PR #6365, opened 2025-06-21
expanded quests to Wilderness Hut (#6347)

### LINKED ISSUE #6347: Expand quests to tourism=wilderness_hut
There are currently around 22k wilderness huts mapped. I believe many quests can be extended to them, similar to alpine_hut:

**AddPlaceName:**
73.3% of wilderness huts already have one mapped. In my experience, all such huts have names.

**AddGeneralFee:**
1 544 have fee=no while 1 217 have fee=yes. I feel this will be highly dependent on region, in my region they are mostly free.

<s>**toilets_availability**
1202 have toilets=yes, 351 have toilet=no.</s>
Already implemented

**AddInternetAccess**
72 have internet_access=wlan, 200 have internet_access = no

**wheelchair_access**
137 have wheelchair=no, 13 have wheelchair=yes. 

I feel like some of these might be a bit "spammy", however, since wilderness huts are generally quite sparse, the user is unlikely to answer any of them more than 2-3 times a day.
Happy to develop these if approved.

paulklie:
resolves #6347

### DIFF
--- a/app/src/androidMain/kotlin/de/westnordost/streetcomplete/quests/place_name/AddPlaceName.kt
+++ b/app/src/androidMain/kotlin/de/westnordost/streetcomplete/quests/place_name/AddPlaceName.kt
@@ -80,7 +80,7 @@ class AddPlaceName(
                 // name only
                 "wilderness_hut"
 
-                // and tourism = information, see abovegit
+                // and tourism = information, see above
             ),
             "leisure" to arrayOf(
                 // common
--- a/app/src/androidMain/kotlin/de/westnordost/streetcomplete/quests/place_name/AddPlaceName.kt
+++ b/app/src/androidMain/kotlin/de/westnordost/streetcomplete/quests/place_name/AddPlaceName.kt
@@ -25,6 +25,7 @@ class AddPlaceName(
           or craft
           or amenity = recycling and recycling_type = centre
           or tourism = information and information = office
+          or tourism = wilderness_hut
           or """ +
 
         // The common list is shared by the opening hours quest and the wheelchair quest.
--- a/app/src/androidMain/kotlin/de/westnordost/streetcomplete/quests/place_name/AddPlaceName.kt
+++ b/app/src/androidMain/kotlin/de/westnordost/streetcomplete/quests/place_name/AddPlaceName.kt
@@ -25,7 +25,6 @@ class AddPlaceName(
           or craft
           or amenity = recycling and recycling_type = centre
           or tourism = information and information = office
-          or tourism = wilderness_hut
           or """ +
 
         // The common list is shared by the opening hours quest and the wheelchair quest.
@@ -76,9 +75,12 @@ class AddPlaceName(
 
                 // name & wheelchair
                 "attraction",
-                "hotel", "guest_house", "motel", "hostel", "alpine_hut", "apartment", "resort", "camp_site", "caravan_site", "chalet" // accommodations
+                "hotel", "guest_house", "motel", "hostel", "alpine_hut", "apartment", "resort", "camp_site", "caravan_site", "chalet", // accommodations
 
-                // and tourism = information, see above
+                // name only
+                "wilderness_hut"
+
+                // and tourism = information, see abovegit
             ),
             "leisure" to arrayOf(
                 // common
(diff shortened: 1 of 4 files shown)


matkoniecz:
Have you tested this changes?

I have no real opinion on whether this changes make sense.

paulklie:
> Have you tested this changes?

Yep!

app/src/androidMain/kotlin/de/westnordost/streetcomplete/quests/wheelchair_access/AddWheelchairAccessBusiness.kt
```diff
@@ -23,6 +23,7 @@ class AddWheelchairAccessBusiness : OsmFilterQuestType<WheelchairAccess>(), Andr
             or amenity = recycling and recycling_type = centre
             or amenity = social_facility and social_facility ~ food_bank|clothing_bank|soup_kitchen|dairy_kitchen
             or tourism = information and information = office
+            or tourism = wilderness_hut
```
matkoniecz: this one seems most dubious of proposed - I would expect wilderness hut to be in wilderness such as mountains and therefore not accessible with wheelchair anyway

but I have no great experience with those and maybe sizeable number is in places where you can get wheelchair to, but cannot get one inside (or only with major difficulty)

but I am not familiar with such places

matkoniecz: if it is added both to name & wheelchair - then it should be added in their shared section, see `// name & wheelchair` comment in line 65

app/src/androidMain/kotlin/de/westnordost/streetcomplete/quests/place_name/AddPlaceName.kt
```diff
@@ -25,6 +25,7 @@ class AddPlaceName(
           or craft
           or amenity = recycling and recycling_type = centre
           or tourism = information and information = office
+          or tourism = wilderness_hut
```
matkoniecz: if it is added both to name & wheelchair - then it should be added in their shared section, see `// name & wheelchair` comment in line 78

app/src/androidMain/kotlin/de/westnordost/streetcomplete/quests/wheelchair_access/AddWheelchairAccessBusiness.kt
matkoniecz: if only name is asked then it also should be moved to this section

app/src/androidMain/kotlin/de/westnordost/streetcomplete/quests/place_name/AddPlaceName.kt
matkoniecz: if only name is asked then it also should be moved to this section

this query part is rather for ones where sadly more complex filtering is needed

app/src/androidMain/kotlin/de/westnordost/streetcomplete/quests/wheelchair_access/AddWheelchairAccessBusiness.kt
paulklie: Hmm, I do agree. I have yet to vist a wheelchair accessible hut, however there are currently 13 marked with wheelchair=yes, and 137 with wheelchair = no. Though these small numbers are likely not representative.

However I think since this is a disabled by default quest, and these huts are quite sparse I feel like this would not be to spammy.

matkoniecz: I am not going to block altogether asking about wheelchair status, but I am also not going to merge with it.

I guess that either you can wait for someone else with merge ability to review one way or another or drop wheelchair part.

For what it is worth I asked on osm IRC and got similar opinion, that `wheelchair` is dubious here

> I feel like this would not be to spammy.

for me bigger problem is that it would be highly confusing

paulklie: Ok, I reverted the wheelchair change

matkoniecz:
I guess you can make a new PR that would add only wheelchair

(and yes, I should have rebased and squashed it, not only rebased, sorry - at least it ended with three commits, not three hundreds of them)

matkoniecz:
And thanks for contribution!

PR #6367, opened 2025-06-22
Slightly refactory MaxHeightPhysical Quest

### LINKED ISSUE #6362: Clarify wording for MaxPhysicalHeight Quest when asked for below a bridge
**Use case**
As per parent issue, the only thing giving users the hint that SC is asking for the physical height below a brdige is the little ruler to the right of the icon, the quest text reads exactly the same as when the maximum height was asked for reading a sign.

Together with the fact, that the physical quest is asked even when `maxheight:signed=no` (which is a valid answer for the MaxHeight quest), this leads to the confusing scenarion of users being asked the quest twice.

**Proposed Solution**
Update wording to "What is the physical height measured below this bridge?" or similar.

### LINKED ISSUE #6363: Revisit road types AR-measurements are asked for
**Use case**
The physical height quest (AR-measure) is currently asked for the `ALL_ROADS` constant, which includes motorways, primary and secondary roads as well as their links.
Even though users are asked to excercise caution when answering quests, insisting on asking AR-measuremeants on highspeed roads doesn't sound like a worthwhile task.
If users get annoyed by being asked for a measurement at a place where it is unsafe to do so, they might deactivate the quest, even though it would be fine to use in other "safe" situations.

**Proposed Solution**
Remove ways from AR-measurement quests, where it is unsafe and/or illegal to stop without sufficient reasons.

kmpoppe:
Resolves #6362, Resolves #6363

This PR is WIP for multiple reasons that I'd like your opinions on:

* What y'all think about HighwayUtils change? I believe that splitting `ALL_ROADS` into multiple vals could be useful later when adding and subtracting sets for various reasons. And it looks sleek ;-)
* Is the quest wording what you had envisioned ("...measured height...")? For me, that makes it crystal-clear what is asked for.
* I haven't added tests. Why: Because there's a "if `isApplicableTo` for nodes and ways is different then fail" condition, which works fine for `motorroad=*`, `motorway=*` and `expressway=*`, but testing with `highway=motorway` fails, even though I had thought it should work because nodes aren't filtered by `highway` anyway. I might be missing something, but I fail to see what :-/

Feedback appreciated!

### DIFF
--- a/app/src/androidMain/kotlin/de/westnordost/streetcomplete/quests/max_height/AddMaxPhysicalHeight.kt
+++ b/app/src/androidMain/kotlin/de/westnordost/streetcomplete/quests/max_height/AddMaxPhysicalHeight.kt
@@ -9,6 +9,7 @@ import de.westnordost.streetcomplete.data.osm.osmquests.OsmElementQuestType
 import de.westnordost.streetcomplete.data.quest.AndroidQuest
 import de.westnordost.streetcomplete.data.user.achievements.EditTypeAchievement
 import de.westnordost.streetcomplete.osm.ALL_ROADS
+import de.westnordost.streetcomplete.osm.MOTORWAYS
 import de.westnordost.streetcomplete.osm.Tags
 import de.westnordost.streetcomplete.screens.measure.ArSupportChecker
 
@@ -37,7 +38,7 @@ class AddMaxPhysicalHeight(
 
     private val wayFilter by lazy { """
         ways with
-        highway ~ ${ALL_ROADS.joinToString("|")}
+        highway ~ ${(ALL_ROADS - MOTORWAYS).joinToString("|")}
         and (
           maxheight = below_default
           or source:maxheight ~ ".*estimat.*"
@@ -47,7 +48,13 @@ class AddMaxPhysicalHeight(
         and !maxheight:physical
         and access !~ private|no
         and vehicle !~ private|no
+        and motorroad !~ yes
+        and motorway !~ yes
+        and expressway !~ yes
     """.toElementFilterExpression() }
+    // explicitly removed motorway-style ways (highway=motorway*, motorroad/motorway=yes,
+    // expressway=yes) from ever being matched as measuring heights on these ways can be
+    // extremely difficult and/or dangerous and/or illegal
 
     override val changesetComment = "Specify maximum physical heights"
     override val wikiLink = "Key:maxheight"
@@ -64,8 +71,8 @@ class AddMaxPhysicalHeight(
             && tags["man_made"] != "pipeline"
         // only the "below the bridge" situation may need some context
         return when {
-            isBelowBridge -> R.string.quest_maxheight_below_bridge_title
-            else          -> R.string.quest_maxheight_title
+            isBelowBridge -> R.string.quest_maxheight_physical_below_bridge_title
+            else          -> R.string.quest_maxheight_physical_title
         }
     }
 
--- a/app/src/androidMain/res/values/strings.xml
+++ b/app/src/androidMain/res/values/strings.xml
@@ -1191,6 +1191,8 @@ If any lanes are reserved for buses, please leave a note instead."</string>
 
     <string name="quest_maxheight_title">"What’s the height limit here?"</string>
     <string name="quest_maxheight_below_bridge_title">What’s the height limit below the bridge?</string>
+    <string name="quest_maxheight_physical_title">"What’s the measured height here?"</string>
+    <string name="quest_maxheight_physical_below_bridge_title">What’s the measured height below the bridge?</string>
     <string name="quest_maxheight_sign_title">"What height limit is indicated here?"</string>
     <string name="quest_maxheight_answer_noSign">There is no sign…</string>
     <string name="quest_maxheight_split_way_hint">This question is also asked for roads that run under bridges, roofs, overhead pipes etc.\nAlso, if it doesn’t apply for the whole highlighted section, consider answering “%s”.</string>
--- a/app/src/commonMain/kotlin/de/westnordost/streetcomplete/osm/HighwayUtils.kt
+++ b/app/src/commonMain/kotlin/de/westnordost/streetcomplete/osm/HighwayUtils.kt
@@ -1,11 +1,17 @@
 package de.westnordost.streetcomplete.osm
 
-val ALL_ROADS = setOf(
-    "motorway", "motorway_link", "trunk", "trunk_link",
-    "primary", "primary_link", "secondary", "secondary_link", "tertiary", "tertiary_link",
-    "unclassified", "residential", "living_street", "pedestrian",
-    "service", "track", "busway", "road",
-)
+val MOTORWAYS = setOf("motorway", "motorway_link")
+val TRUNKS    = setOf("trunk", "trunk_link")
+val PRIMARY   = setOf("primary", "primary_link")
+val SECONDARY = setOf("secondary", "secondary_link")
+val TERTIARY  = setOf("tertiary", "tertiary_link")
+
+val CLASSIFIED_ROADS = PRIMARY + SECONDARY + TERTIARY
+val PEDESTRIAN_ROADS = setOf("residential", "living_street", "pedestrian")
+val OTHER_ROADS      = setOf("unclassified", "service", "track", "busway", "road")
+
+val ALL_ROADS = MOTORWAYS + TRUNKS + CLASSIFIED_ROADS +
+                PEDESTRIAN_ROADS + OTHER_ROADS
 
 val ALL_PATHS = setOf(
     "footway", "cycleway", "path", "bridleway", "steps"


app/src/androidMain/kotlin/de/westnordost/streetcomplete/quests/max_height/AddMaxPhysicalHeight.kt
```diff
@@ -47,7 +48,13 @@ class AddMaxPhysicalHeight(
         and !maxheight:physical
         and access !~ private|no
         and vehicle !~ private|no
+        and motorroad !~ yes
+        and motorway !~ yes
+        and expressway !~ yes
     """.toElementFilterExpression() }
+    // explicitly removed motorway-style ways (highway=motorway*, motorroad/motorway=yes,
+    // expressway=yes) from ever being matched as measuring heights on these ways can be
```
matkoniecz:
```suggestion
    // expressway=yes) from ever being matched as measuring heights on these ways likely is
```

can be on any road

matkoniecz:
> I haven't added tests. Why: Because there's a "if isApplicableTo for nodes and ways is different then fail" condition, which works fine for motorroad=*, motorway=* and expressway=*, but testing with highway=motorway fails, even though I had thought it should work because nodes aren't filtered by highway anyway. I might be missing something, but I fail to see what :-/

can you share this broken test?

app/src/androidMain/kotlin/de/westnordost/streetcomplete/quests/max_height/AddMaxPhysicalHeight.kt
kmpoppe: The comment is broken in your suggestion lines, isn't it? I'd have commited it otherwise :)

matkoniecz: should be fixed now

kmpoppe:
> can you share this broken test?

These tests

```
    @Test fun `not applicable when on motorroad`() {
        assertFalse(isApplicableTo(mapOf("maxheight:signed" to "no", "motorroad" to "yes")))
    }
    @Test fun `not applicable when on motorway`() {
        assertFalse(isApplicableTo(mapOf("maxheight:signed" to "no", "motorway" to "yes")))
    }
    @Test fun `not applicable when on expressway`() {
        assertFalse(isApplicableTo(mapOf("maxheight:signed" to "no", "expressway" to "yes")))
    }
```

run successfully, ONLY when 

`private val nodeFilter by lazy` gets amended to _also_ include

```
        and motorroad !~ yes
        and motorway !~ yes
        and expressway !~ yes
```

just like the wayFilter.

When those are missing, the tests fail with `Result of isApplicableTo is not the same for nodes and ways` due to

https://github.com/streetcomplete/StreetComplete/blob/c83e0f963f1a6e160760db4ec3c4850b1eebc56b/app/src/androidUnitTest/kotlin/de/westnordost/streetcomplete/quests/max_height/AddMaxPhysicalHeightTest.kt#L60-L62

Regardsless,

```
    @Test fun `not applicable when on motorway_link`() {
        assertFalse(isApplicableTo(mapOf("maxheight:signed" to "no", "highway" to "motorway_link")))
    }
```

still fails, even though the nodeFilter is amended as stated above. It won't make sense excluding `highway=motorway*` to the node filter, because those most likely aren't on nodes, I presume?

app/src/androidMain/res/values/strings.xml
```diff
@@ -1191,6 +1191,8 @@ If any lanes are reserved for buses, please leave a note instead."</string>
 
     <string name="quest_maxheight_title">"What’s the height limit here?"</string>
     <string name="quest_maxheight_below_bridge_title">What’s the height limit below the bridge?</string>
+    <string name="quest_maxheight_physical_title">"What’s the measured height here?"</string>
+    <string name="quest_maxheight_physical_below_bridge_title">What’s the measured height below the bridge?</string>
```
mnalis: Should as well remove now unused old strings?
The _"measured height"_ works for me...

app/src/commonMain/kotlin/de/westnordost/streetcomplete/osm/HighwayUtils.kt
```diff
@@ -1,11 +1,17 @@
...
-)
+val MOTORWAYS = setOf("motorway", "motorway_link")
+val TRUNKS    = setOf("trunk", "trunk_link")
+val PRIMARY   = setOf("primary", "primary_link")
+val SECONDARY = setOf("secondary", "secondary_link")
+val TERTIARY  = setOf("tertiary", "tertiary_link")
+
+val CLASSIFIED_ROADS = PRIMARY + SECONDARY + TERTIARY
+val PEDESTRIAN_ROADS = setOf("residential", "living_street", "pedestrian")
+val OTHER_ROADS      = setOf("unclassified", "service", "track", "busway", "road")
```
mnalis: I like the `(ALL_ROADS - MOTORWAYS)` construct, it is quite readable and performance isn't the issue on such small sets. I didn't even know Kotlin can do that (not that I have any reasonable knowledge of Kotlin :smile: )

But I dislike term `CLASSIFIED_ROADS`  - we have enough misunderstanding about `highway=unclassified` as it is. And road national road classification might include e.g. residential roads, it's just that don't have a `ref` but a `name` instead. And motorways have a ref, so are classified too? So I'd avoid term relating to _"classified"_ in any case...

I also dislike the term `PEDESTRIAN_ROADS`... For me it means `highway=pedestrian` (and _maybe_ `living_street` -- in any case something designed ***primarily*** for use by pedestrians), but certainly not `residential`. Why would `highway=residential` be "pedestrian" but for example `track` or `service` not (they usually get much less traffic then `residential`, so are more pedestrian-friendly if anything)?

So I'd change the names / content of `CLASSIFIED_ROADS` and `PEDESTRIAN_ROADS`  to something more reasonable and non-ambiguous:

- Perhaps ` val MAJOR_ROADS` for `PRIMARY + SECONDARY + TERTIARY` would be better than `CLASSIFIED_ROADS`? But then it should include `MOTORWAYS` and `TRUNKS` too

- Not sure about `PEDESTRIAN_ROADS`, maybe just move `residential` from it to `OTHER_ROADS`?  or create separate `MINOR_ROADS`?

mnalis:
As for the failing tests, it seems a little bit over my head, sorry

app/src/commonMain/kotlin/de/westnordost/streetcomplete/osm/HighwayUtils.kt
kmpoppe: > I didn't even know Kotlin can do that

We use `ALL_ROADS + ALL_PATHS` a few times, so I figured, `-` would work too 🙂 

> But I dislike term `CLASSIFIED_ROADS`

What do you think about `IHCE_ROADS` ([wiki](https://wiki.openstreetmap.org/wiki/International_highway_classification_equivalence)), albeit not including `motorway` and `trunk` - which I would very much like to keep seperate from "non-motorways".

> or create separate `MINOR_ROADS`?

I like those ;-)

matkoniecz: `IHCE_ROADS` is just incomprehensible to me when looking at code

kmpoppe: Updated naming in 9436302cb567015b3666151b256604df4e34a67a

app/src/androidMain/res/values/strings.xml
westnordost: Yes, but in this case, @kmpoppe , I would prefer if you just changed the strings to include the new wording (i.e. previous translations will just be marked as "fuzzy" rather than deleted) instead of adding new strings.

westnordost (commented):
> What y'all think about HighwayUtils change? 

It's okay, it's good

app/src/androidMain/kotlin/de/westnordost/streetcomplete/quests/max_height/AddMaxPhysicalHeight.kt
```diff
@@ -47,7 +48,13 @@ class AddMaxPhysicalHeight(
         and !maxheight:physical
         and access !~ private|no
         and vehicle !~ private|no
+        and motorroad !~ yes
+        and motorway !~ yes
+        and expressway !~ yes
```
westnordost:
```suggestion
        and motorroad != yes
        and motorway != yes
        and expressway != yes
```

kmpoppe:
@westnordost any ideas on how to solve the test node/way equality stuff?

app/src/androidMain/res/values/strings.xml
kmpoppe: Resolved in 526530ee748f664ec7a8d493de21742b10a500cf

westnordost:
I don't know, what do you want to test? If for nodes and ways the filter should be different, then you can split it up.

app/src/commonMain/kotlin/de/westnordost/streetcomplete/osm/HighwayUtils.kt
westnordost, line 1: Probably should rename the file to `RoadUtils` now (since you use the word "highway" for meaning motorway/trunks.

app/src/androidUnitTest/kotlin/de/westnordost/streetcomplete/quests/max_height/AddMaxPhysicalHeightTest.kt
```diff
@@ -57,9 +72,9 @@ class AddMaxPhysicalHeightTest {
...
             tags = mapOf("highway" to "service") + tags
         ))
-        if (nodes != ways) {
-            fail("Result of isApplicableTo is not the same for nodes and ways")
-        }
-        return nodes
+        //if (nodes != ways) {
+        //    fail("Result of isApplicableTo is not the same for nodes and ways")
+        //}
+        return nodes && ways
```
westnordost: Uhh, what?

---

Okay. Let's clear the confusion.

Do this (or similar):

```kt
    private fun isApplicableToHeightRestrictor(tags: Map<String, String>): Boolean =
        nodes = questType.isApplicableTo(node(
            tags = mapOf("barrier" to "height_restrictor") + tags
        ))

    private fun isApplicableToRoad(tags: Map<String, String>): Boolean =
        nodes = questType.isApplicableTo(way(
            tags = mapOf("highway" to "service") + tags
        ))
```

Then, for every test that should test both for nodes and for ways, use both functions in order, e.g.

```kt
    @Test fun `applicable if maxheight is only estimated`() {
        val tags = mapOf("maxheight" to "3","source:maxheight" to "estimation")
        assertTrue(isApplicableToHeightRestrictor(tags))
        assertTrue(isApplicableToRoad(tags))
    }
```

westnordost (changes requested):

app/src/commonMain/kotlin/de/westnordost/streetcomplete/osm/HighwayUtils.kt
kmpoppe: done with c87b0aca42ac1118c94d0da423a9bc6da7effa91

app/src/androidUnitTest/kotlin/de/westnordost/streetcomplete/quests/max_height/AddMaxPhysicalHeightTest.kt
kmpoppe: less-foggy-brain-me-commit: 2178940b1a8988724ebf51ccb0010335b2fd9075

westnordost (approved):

→ **WORK ITEM**
Output exactly the lines of the material above from the one containing "### LINKED ISSUE #6362: Clarify" up to and including the one containing "The physical height quest".

→ **EXERCISE RESULT**
### LINKED ISSUE #6362: Clarify wording for MaxPhysicalHeight Quest when asked for below a bridge
**Use case**
As per parent issue, the only thing giving users the hint that SC is asking for the physical height below a brdige is the little ruler to the right of the icon, the quest text reads exactly the same as when the maximum height was asked for reading a sign.

Together with the fact, that the physical quest is asked even when `maxheight:signed=no` (which is a valid answer for the MaxHeight quest), this leads to the confusing scenarion of users being asked the quest twice.

**Proposed Solution**
Update wording to "What is the physical height measured below this bridge?" or similar.

### LINKED ISSUE #6363: Revisit road types AR-measurements are asked for
**Use case**
The physical height quest (AR-measure) is currently asked for the `ALL_ROADS` constant, which includes motorways, primary and secondary roads as well as their links.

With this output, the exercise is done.